Sur le web, il existe aujourd’hui de vastes communautés de fans dévoués qui se consacrent exclusivement à la restauration de ces anciennes perceuses, s’efforçant de leur redonner leur éclat d’antan avec passion. Les vidéos illustrant ces rénovations fascinantes cumulent d’ailleurs couramment des dizaines de milliers de vues.

Si vous tombez par hasard sur une vieille chignole à poitrine dans le grenier, inspectez minutieusement la plaque indiquant le nom du fabricant. Les marques historiques telles que Yankee, Millers Falls ou encore Goodell Pratt figurent parmi les pièces les plus ardemment recherchées.

Les amateurs traquent en priorité les exemplaires dotés de leur peinture d’origine et d’un mécanisme parfaitement fluide. Une restauration maladroite ou une nouvelle couche de peinture fait immédiatement chuter l’attractivité de l’outil, tandis que les originaux dans un état de conservation irréprochable pulvérisent les records de vente.

Aujourd’hui, les modèles courants bien conservés s’échangent généralement contre des sommes allant de 266 à 1 111 couronnes suédoises (ce qui équivaut à environ 600 à 2 500 couronnes tchèques). Cependant, si vous possédez un exemplaire d’une rareté exceptionnelle datant de la fin du XIXe siècle, vous pourriez empocher approximativement 4 447 couronnes suédoises (près de 10 000 CZK).
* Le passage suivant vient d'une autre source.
PR #964, opened 2022-03-18
include how to restore img firmware

garnerlogan65:
add img instructions

### DIFF
--- a/content/flash-firmware-from-usb.md
+++ b/content/flash-firmware-from-usb.md
@@ -46,6 +46,18 @@ The highlighted files pictured below (the hash will change based on file and mod
 
 ![files-unzipped](/images/open-firmware-smmstore/files-unzipped.png)
 
+## Extracting an img to the USB drive
+
+Firmware is typically packaged in the form of a zip archive, but support will ocasionally provide an .img image. If the firmware image provided is a .img file, it will need to be flashed using the Disks application. We do this by "restoring" the image to the drive.
+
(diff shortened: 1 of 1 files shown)


content/flash-firmware-from-usb.md
```diff
@@ -46,6 +46,18 @@ The highlighted files pictured below (the hash will change based on file and mod
 
 ![files-unzipped](/images/open-firmware-smmstore/files-unzipped.png)
 
+## Extracting an img to the USB drive
+
+Firmware is typically packaged in the form of a zip archive, but support will ocasionally provide an .img image. If the firmware image provided is a .img file, it will need to be flashed using the Disks application. We do this by "restoring" the image to the drive.
```
leviport, line 51: Think it's worth mentioning Popsicle? It's quite a bit more user-friendly than using Disks.

storyaddict: I think we should include Popsicle. Yes.

garnerlogan65: To be honest, I didn't consider that. I pulled most of the text from the live disk article, which we'll also be re-working. I agree with this change. I'll work on this.

ahoneybun:
Updated the article with Pop and Ubuntu steps (Pop has Popsicle and Ubuntu has Disks). Also update images for Popsicle (and the desktop) as we are sharing the images in the pop-live-disk article.

thomas-zimmerman (approved):
The changes look good to me in running `npm start`

PR #970, opened 2022-03-21
Added note about Windows games on NTFS drives for Steam/Proton

ottworks:


Ampersandstorm (changes requested):
Removed an exclamation point in the linking syntax to resolve some strange formatting and incorrectly rendered link.
image

gangwerz (approved):
Changes look good, and will add clarity for the foot notes. :+1:

PR #974, opened 2022-03-24
Lowering File Sizes of GIF Assets

gangwerz:
I am looking to minimize the size of the docs repo. The GIFs were recorded at 720p, 30FPS. 

Framerate seemed the best way to reduce size while maintaining legibility. I tried lowering to 480p, but the text in the result was not remotely readable.

**Savings**
Chrome
- Original: 37M
- 7 FPS: 9M
Firefox
- Original: 83M
- 7 FPS: 21M


gangwerz:
For posterity, I used FFMPEG to do the converting with the command below.

```bash
ffmpeg -i <filename>.gif -vf "fps=7" <filename>-7.gif
```

gangwerz:
I was originally going to try to compress Images further as well, but we can address that as needed on a per-doc basis.

The largest files, the 2 GIFs, have been shrunk a good amount with the above `ffmpeg` command.

storyaddict (approved):
Changes look good. Thanks @gangwerz

jacobgkau (approved):
Seeing these two gifs used in the article without accompanying text raises questions about the usefulness of text articles vs. video tutorials. If I had written this article, I would have had numbered or bullet-pointed lists for the buttons to click instead of having gifs at all, but I can understand that it may be easier for someone to just see where to click and follow along.

Anyway, the framerate reduction looks good. The cursor is still visible to see what's being clicked on.

Issue #975, opened 2022-03-26
format-drive live disk details


garnerlogan65:
The article mentions that a live-disk may need to be used, but it doesn't provide a link to the live disk article or much of a description for novice users.

PR #977, opened 2022-03-29
added subheaders for each option and linked to appropriate article

Ampersandstorm:
Updated per feedback in #975 - added sections to explain each option and link to the appropriate articles.

### DIFF
--- a/content/format-drive.md
+++ b/content/format-drive.md
@@ -26,7 +26,13 @@ tableOfContents: true
 
 In order to format the drive that has your OS on it we will need to boot from either a live disk or the Pop Recovery partition.
 
-**NOTE** Formatting the entire OS drive (including the Recovery partition) requires booting from a live disk or another drive.
+### Option 1: Live USB
+
+A live disk is a bootable USB storage device that runs the entire operating system in RAM. See [this article for instructions to create a bootable Pop!\_OS live USB.](/articles/live-disk/)
+
+### Option 2: Pop Recovery Partition
+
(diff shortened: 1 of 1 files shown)


content/format-drive.md
```diff
@@ -36,6 +42,6 @@ In this screenshot the drive is a USB Flash Drive, though the concept is the sam
 
 ![Disks](/images/format-drive/disks-format-disk.png)
 
-Now select the **Format Disk...** option then make sure to have the 'Compatible with modern systems and hard drives > 2TB (GPT)' selected (you can use either the Quick option or the Slow option).
+Now select the `Format Disk` option then make sure to have the 'Compatible with modern systems and hard drives > 2TB (GPT)' selected (you can use either the Quick option or the Slow option).
```
ahoneybun, line 45: Is there a reason to change the style here? Do we have an updated style somewhere?

ahoneybun (changes requested):

content/format-drive.md
jacobgkau: This is correct use of the Markdown inline code element. Using bold for word-for-word references to anything is not a standard. I agree with this change.

That said, I would still include the ellipses within the inline code element since the option we're referring to verbatim has an ellipses.

ahoneybun: It does not follow the style in other articles from my understanding.

storyaddict: We have been moving to `Button` for UI elements, so this is correct.

ahoneybun (approved):
Looks good to me as well.

gangwerz (approved):
Changes look good! Tested live, and everything looks as expected :+1:

PR #981, opened 2022-03-30
restore Disks section and correct QMK link in Launch article

ahoneybun:
This PR does the following:

- Restores the Disks application for Ubuntu and Pop instead of Popsicle as it is installed by default and should be used instead. I need to update the images a bit so this will be a draft at the moment. 
- Fixes a dead link in the Launch article


leviport:
That last commit might fit better in another PR. If you want to include it in this one, please revise the PR title and description to include the QMK link fix.

Ampersandstorm (approved):
I don't see any issues with these updates.

gangwerz (approved):
Looks good!

PR #982, opened 2022-03-30
Replaced GameHub's URL

kutzlect:
The old URL no longer works, so replaced it with the new one.


jacobgkau (approved):
Thank you for updating this link.

leviport (approved):
Thanks for the fix!

ahoneybun (approved):
LGTM :tada:

PR #292, opened 2019-11-29
Use sockaddr length from fuzzer

hansmi:
Commit 6814cb6a0 made major changes and introduced the
"HonggfuzzNetDriverServerAddress" function which can be defined by
a fuzzer. Unfortunately the connection attempt didn't use the
fuzzer-provided length and thus truncated longer socket address
structures such as "sockaddr_un".


robertswiecki:
Thanks for spotting this. Thanks!

PR #293, opened 2019-12-01
netdriver: make it possible to specify both type (e.g. SOCK_DGRAM) and protocol for the destination address.

robertswiecki:
This requires change to the HonggfuzzNetDriverServerAddress()
declaration, as it needs to enable its users to specify those two
additional params.

Additionally, pass struct sockaddr_storage to
HonggfuzzNetDriverServerAddress(), as this will prevent this func for
owning storage for the used sockaddr. It was not a bug, but this
semantics should be more familiar for C coders.

### DIFF
--- a/libhfnetdriver/netdriver.c
+++ b/libhfnetdriver/netdriver.c
@@ -150,7 +150,8 @@ static int netDriver_sockConnAddr(
     }
     if (addr->sa_family == AF_INET || addr->sa_family == AF_INET6) {
         int val = 1;
-        if (setsockopt(sock, SOL_SOCKET, SO_REUSEADDR, &val, (socklen_t)sizeof(val)) == -1) {
+        if (setsockopt(sock, SOL_SOCKET, SO_REUSEADDR, &val, (socklen_t)sizeof(val)) == -1 &&
+            errno == ENOPROTOOPT) {
             PLOG_W("setsockopt(sock=%d, SOL_SOCKET, SO_REUSEADDR, %d)", sock, val);
         }
 #if defined(SOL_TCP) && defined(TCP_NODELAY)
@@ -339,10 +340,11 @@ static bool netDriver_checkIfServerReady(int argc, char **argv) {
         return true;
     }
 #endif /* defined(SOCK_SEQPACKET) */
-    /* Next, try TCP4 and TCP6 connections to the localhost */
+       /* Next, try TCP4 and TCP6 connections to the localhost */
+    const uint16_t tcp_port = netDriver_getTCPPort(argc, argv);
     const struct sockaddr_in addr4 = {
         .sin_family = PF_INET,
-        .sin_port = htons(netDriver_getTCPPort(argc, argv)),
+        .sin_port = htons(tcp_port),
         .sin_addr.s_addr = htonl(INADDR_LOOPBACK),
     };
     if (netDriver_connAndAssign((const struct sockaddr *)&addr4, sizeof(addr4), SOCK_STREAM, 0)) {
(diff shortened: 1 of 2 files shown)


robertswiecki:
@hansmi please feel free to take a look as this changes the API of libhfnetdriver. Otherwise I'll probably push it in a couple of days as is.

libhfnetdriver/netdriver.c
```diff
@@ -134,11 +140,12 @@ static void netDriver_bindToRndLoopback(int sock, sa_family_t sa_family) {
...
+    const struct sockaddr *addr, socklen_t socklen, int type, int protocol) {
+    int sock = socket(addr->sa_family, type, protocol);
     if (sock == -1) {
-        PLOG_W("socket(type=%d for dst_addr='%s', SOCK_STREAM, 0)", addr->sa_family,
-            files_sockAddrToStr(addr, socklen));
+        PLOG_W("socket(family=%d for dst_addr='%s', type=%d, protocol=%d)", addr->sa_family,
+            files_sockAddrToStr(addr, socklen), type, protocol);
         return -1;
     }
     if (addr->sa_family == AF_INET || addr->sa_family == AF_INET6) {
```
hansmi: With the introduction of arbitrary socket types perhaps the options should be set on all sockets and the warning/error only be emitted if it's supported (`ENOPROTOOPT`?) .

libhfnetdriver/netdriver.c
```diff
@@ -283,72 +287,80 @@ static const char *netDriver_getSockPath(int argc HF_ATTR_UNUSED, char **argv HF
...
-        hfnd_globals.saddr = (struct sockaddr *)&addr4;
-        hfnd_globals.slen = sizeof(addr4);
+    if (netDriver_connAndAssign((const struct sockaddr *)&addr4, sizeof(addr4), SOCK_STREAM, 0)) {
         return true;
     }
-    static __thread struct sockaddr_in6 addr6 = {
+    const struct sockaddr_in6 addr6 = {
         .sin6_family = PF_INET6,
-        .sin6_port = 0,
+        .sin6_port = htons(netDriver_getTCPPort(argc, argv)),
```
hansmi: Could reuse `addr4.sin_port` instead of calling the function twice.

libhfnetdriver/netdriver.c
```diff
@@ -283,72 +287,80 @@ static const char *netDriver_getSockPath(int argc HF_ATTR_UNUSED, char **argv HF
...
-        close(fd);
-        hfnd_globals.saddr = (struct sockaddr *)&addr6;
-        hfnd_globals.slen = sizeof(addr6);
+    if (netDriver_connAndAssign((const struct sockaddr *)&addr6, sizeof(addr6), SOCK_STREAM, 0)) {
         return true;
     }
 
     LOG_I("Honggfuzz Net Driver (pid=%d): Waiting for the TCP server process to start "
-          "accepting connections at TCP4/TCP6 port: %hu or at the socket path: '%s'",
+          "accepting connections at TCP4/TCP6 port: %hu or at the socket path: '%.108s'",
```
hansmi: Don't hardcode the `sun_path` length from Linux: other platforms may vary. Workable pattern for sprintf: `sprintf("… '%*s'", strnlen(sun.sun_path, slen - offsetof(struct sockaddr_un, sun.sun_path)), sun.sun_path)` (see `unix(7)`).

libhfnetdriver/netdriver.c
robertswiecki: Good catch. Done.

libhfnetdriver/netdriver.c
robertswiecki: Done by caching const uint16_t tcp_port=

libhfnetdriver/netdriver.c
robertswiecki: Clever trick. Done

PR #295, opened 2020-01-09
Support compilation on macOS 10.15 (Catalina)

### LINKED ISSUE #294: Support of latest MacOS (10.15)
Compilation fails with "unsupported version" error due to [makefile](https://github.com/google/honggfuzz/blob/571a81f80fff6c47d79a4ca13b755e21e8ebe5b8/Makefile#L81) checks.

axtl:
Apple didn't change the CrashReporter for Catalina (verified via Apple Dev download of the zip file containing these) therefore this change should be sufficient to support 10.15.

Fixes #294


robertswiecki:
Thank you!

PR #307, opened 2020-03-11
Makefile: libunwind 1.2.1 (Ubuntu 19.10) wants liblzma

douglasbagnall:
We see

```
ld.lld: error:
/usr/lib/gcc/x86_64-linux-gnu/9/../../../x86_64-linux-gnu/libunwind-ptrace.so:
undefined reference to lzma_stream_buffer_decode
```
and so forth.

The BUILD_OSSFUZZ_STATIC branch doesn't need changing because
pkgconfig adds the `-llzma`.

### DIFF
--- a/Makefile
+++ b/Makefile
@@ -51,7 +51,7 @@ ifeq ($(OS)$(findstring Microsoft,$(KERNEL)),Linux) # matches Linux but excludes
                             -lopcodes -lbfd -liberty -lz \
                             -Wl,-Bdynamic
     else
-            ARCH_LDFLAGS += -lunwind-ptrace -lunwind-generic -lunwind \
+            ARCH_LDFLAGS += -lunwind-ptrace -lunwind-generic -lunwind  -llzma \
                             -lopcodes -lbfd
     endif
     ARCH_LDFLAGS += -lrt -ldl -lm


robertswiecki:
It seems to be a bug in libunwind's package under ubuntu, changing the libs from the current

```shell
-lunwind-ptrace -lunwind-generic -lunwind
```

to pkgconfig

```
`pkg-config --libs libunwind-ptrace libunwind-generic`
```

doesn't help

```shell
$ CFLAGS="-fuse-ld=lld" make clean all
...
ld.lld: error: /usr/lib/gcc/x86_64-linux-gnu/9/../../../x86_64-linux-gnu/libunwind-ptrace.so: undefined reference to lzma_stream_buffer_decode
ld.lld: error: /usr/lib/gcc/x86_64-linux-gnu/9/../../../x86_64-linux-gnu/libunwind-ptrace.so: undefined reference to lzma_index_uncompressed_size
ld.lld: error: /usr/lib/gcc/x86_64-linux-gnu/9/../../../x86_64-linux-gnu/libunwind-ptrace.so: undefined reference to lzma_index_end
ld.lld: error: /usr/lib/gcc/x86_64-linux-gnu/9/../../../x86_64-linux-gnu/libunwind-ptrace.so: undefined reference to lzma_index_buffer_decode
ld.lld: error: /usr/lib/gcc/x86_64-linux-gnu/9/../../../x86_64-linux-gnu/libunwind-ptrace.so: undefined reference to lzma_stream_footer_decode
ld.lld: error: /usr/lib/gcc/x86_64-linux-gnu/9/../../../x86_64-linux-gnu/libunwind-ptrace.so: undefined reference to lzma_index_size
```

The problem is that lubunwind-ptrace.so doesn't require liblzma

```shell
$ ldd /usr/lib/x86_64-linux-gnu/libunwind-ptrace.so.0.0.0 
	linux-vdso.so.1 (0x00007fffc5ba2000)
	libc.so.6 => /lib/x86_64-linux-gnu/libc.so.6 (0x00007f38c62f8000)
	/lib64/ld-linux-x86-64.so.2 (0x00007f38c6514000)
```

but 

```
$ ldd /usr/lib/x86_64-linux-gnu/libunwind-generic.so
..
	liblzma.so.5 => /lib/x86_64-linux-gnu/liblzma.so.5 (0x00007ff0aacfb000)
..
```

does. If lld is picky about order of shared libraries, we can change the order of dynamic libs manually, from

```lunwind-ptrace -lunwind-generic -lunwind```

to

```
-lunwind -lunwind-generic -lunwind-ptrace
```

```shell
$ CFLAGS="-fuse-ld=lld" make clean all
..all good..
```

Technically it's libunwind's job to require lzma if they use it, either through DT_NEEDED in ELF, or via proper pkgconfig file. I guess we can live with the temporary patch (reversing order of unwind libs), but I wouldn't require -lzma as it might not be required by some version of libunwind, so it'd be an unnecessary dependency.

Thanks for bringing it up, please feel free to test at HEAD or with 5def7f03697d264965743f8677d99b916d0648b6

robertswiecki:
Well.. now ld.gold complains about it. Hm.. I guess the current situation is better, as lld is probably used more frequently than ld.gold, but I'll try to fix it for all at some point.

robertswiecki:
Ok.. I merged it, cause it seems to fix it for all 3 linkers, but I guess the problem is really on the libunwind's side.

Thanks for pointing the problem out and for the patch.

douglasbagnall:
thanks for the quick response. (and for Honggfuzz).

PR #315, opened 2020-04-22
Makefile: fix compilation dependency on macOS

PaulGrandperrin:
On a clean tree, when running make, `mac/mach_excServer.c` and
`mac/mach_excUser.c` were not yet generated by the `mig` command.

They were therefore not included in `ARCH_SRCS` and therefore neither
in `SRCS` nor `OBJS` and then were not compiled and not included in the
final binary, which made the compilation fail.

A previous solution to avoid this problem was to run make twice so that
the generated .c files are correctly included in `ARCH_SRCS` at the
second run.

This patch explicitly adds thoses two files as object file targets when
building on macOS and then ajusts compilation targets to make everything build
correctly.

thanks to @shamatar for reporting the issue:
https://github.com/rust-fuzz/honggfuzz-rs/issues/35

### DIFF
--- a/Makefile
+++ b/Makefile
@@ -74,7 +74,7 @@ ifeq ($(OS)$(findstring Microsoft,$(KERNEL)),Linux) # matches Linux but excludes
 else ifeq ($(OS),Darwin)
     ARCH := DARWIN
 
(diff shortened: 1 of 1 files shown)


robertswiecki:
Thanks, this was a problem for some time.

Sur les plateformes d’enchères en ligne les plus fréquentées, le montant moyen d’une transaction oscille le plus souvent entre 667 et 1 780 couronnes suédoises.

Lors de votre prochain grand ménage dans l’atelier, gardez donc les yeux grands ouverts. Ce qui vous semble être un banal amas de ferraille abandonné dans un recoin pourrait bien se métamorphoser en une rentrée d’argent inespérée.

Author

  • Marie est née à Paris en 1995 mais a grandi à Lyon. Elle a créé son blog, EnjoyPhoenix, en 2011, alors qu'elle était au lycée, pour faire face au harcèlement scolaire. Commençant par de simples tutoriels de maquillage, elle est rapidement devenue une icône beauté incontournable en France. Marie a écrit plusieurs livres, a lancé sa propre marque de cosmétiques et de vêtements éco-responsables, Leaves and Clouds, et apparaît régulièrement dans de grandes émissions de télévision (comme la version française de « Danse avec les stars »).